Task directions
Search the material below for lines containing the string "changes", and copy every one you find.

Source material
# # # #

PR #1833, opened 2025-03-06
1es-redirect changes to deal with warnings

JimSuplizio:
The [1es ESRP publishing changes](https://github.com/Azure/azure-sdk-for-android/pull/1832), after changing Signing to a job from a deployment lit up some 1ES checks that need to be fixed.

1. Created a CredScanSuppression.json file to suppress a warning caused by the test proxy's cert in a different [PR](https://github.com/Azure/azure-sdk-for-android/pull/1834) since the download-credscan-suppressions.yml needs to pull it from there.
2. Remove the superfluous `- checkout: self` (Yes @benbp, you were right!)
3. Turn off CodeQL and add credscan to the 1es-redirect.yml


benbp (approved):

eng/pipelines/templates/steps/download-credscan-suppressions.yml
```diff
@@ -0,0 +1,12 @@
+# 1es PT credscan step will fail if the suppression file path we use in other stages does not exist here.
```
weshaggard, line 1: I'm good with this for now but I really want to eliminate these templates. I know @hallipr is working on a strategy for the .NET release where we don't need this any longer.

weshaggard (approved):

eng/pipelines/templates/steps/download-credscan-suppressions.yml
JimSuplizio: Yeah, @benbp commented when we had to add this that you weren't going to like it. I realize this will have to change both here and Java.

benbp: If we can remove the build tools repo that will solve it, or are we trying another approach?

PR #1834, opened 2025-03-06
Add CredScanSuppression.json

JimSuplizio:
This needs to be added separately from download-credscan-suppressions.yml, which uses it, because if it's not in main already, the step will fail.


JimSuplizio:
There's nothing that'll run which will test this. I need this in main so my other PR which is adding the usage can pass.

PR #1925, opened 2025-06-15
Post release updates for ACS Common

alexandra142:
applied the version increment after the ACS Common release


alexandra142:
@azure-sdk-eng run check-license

# # # #

Completed task
1es-redirect changes to deal with warnings
The [1es ESRP publishing changes](https://github.com/Azure/azure-sdk-for-android/pull/1832), after changing Signing to a job from a deployment lit up some 1ES checks that need to be fixed.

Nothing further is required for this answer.